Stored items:
━━━━━━━━━━

PR #938, opened 2025-05-29
feat(publishBuildStatusReport): publishes controller job status on reports.jenkins.io

jayfranco999:
As per - https://github.com/jenkins-infra/helpdesk/issues/2843#issuecomment-2883040380

`publishBuildStatusReport` will publish the build status report on reports.jenkins.io using pre-existing `publishReports` shared library script.

Once completed we can move on to the next phase of monitoring the reports. 

Testing with https://github.com/jenkins-infra/docker-404/pull/46

### DIFF
--- a/resources/io/jenkins/infra/pipeline/generateAndWriteBuildStatusReport.sh
+++ b/resources/io/jenkins/infra/pipeline/generateAndWriteBuildStatusReport.sh
@@ -1,5 +1,6 @@
 #!/bin/bash
 set -euo pipefail
+set -x
 
 # Extract hostname from JENKINS_URL
 CONTROLLER_HOSTNAME=$(echo "$JENKINS_URL" | sed 's|https\?://||' | cut -d'/' -f1)
--- a/resources/io/jenkins/infra/pipeline/generateAndWriteBuildStatusReport.sh
+++ b/resources/io/jenkins/infra/pipeline/generateAndWriteBuildStatusReport.sh
@@ -32,11 +32,3 @@ cd "$REPORT_DIR"
 azcopy logout >/dev/null 2>&1 || true
 test -z "${AZURE_FEDERATED_TOKEN_FILE:-}" || export AZCOPY_AUTO_LOGIN_TYPE=WORKLOAD
 azcopy login --identity
-
-# Try azcopy with error handling
-if ! azcopy copy "status.json" "$DESTINATION_URL"; then
-    echo "azcopy failed, collecting logs for debugging"
-    # Retrieve azcopy logs to archive them
-    cat /home/jenkins/.azcopy/*.log > "$WORKSPACE/azcopy.log" 2>/dev/null
-    exit 1
-fi
--- a/resources/io/jenkins/infra/pipeline/generateAndWriteBuildStatusReport.sh
+++ b/resources/io/jenkins/infra/pipeline/generateAndWriteBuildStatusReport.sh
@@ -23,7 +23,7 @@ cat > "$REPORT_FILE" << EOF
 EOF
 
 # Upload with azcopy
-DESTINATION_URL="https://buildsreportsjenkinsio.file.core.windows.net/builds-reports-jenkins-io/build_status_reports/$CONTROLLER_HOSTNAME/$JOB_NAME"
+DESTINATION_URL="https://buildsreportsjenkinsio.file.core.windows.net/builds-reports-jenkins-io/build_status_reports/$JENKINS_URL/$JOB_NAME"
 
 cd "$REPORT_DIR"
 azcopy logout 2>/dev/null || true
--- a/resources/io/jenkins/infra/pipeline/generateAndWriteBuildStatusReport.sh
+++ b/resources/io/jenkins/infra/pipeline/generateAndWriteBuildStatusReport.sh
@@ -1,9 +1,6 @@
 #!/bin/bash
 set -euo pipefail
 
-# Extract controller hostname from JENKINS_URL
-CONTROLLER_HOSTNAME=$(echo "$JENKINS_URL" | sed 's|https\?://||' | cut -d'/' -f1 | cut -d':' -f1 | sed 's/[^a-zA-Z0-9.-]/_/g')
-
 # Build file path
 REPORT_DIR="$WORKSPACE/build_status_reports/$CONTROLLER_HOSTNAME/$JOB_NAME"
 REPORT_FILE="$REPORT_DIR/status.json"
@@ -17,7 +14,7 @@ REPORT_TIMESTAMP=$(date -u +'%Y-%m-%dT%H:%M:%SZ')
 # Generate JSON report
 cat > "$REPORT_FILE" << EOF
 {
-  "controller_hostname": "$CONTROLLER_HOSTNAME",
+  "controller_url": "$JENKINS_URL",
   "job_name": "$JOB_NAME",
   "build_number": "$BUILD_NUMBER",
   "build_status": "$BUILD_STATUS",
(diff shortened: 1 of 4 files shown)


dduportal (commented):
Unit tests are missing :)

vars/publishReports.groovy
```diff
@@ -31,7 +31,7 @@ def call(List<String> files, Map params = [:]) {
             uploadFlags = '--content-type="application/json"'
             break
           case ~/(?i).*\.js/:
-            uploadFlags = '--content-type="application/javascript"'
+            uploadFlags = '--content-type="application/javascript"'3
```
jayfranco999, line 34:
```suggestion
            uploadFlags = '--content-type="application/javascript"'
```

test/groovy/PublishBuildStatusReportStepTests.groovy
```diff
@@ -0,0 +1,79 @@
...
+    assertMethodCallContainsPattern('withEnv', 'ENV_CONTROLLER_HOSTNAME=unknown_controller')
+    assertMethodCallContainsPattern('withEnv', 'ENV_JOB_NAME=unknown_job')
+    assertMethodCallContainsPattern('withEnv', 'ENV_BUILD_NUMBER=unknown_build')
+    assertMethodCallContainsPattern('withEnv', 'ENV_BUILD_STATUS=UNKNOWN')
+  }
+
+  @Test
+  void it_does_nothing_on_non_principal_branch() throws Exception {
+    def script = loadScript(scriptName)
+    // No mockPrincipalBranch() call
```
jayfranco999, line 68:
```suggestion
```

jayfranco999:
Update:

Added unit tests.

dduportal (changes requested):
Thanks @jayfranco999 . The code still have many things to review: it works but it is really verbose for not a lot of values (LLM generated?) which adds a lot of complexity and instructions.

As a general rule of thumb: the less you do in Pipeline (e.g. Groovy), the safer we are.
You should always aim at running one `sh` step and build thing around it (such as the required `withEnv() wrapping)`.


=> A good start would be to remove the utility function for parsing Date and time, adn group the `sh` into a single step.

Don't hesitate to use my suggestions as starters

vars/publishBuildStatusReport.groovy
```diff
@@ -0,0 +1,42 @@
...
+ *     targetplatforms: 'linux/amd64,linux/arm64',
+ * ])
+ * node('linux-arm64') {
+ *     stage('[Post-Build] Status Report') {
+ *         publishBuildStatusReport()
+ *     }
+ * }
+ */
+def call(Map config = [:]) {
+  // if (env.BRANCH_IS_PRIMARY == null || !env.BRANCH_IS_PRIMARY.toBoolean()) {
```
dduportal, line 22:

━━━━━━━━━━

From the data above, pick out each line containing "files" and copy it.

(diff shortened: 1 of 4 files shown)
@@ -31,7 +31,7 @@ def call(List<String> files, Map params = [:]) {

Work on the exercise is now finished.